What you have to do:
Copy exactly, and copy only, the lines from the one bearing "Any effect on Strand 4" through the final line of the records.

___ Dataset records ___

PR #1008, opened 2017-12-03
Fixing Spinners Channel Count

### LINKED ISSUE #1003: Spinner Model Bug
This is a bug that was discussed in one of the Zoom meetings (Nov 30 in the evening US time).  Not sure if the guy who found it knew how to submit it, or if Keith asked to have it submitted (he was on the call), but figured I would add it just in case.

In the spinner model the number of channels is not being calculated properly.  For example, with # Strings set to 3, Arms/String as 2, and Lights/Arm as 25, it should be 150 nodes = 450 channels.  However the start and end channels show it as 300 channels or 100 nodes.  If clicking on the node layout, only 75 node (from 75 to 150) are displayed.  The wiring diagram appears correct however.

When putting an effect on this model at the strand level:
Strand 1 works as expected.
Any effect on Strand 2 OR 3 will always light up both strands.
Any effect on Strand 4 OR 5 will always light up both strands.
Strand 6 works as expected.

computergeek1507:
fixes #1003

### DIFF
--- a/xLights/models/SpinnerModel.cpp
+++ b/xLights/models/SpinnerModel.cpp
@@ -369,5 +369,5 @@ int SpinnerModel::CalcCannelsPerString() {
     if (SingleNode) {
         return GetNodeChannelCount(StringType);
     }
-    return GetNodeChannelCount(StringType) * parm2;
+    return GetNodeChannelCount(StringType) * parm2 * parm3;
 }


keithsw1111:
Does this change still work for say single channel or dumb node spinners where the number of bulbs per arm dont change the number of channels? I just am not sure so wanted to check you had tested those configurations.

computergeek1507:
The channel count math wasn't taking into account the number of strings parameter. I dint change the Channel Count math for the node types. (It's still using the standard method in Model.cpp) If you set 3 Strings of Single Channel Lights it uses 3 channels and 9 channels for dumb RGB nodes.

**Single Color:**
image

**3 Channel RGB:**
image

___

Answer for the task:
Any effect on Strand 4 OR 5 will always light up both strands.
Strand 6 works as expected.

computergeek1507:
fixes #1003

### DIFF
--- a/xLights/models/SpinnerModel.cpp
+++ b/xLights/models/SpinnerModel.cpp
@@ -369,5 +369,5 @@ int SpinnerModel::CalcCannelsPerString() {
     if (SingleNode) {
         return GetNodeChannelCount(StringType);
     }
-    return GetNodeChannelCount(StringType) * parm2;
+    return GetNodeChannelCount(StringType) * parm2 * parm3;
 }


keithsw1111:
Does this change still work for say single channel or dumb node spinners where the number of bulbs per arm dont change the number of channels? I just am not sure so wanted to check you had tested those configurations.

computergeek1507:
The channel count math wasn't taking into account the number of strings parameter. I dint change the Channel Count math for the node types. (It's still using the standard method in Model.cpp) If you set 3 Strings of Single Channel Lights it uses 3 channels and 9 channels for dumb RGB nodes.

**Single Color:**
image

**3 Channel RGB:**
image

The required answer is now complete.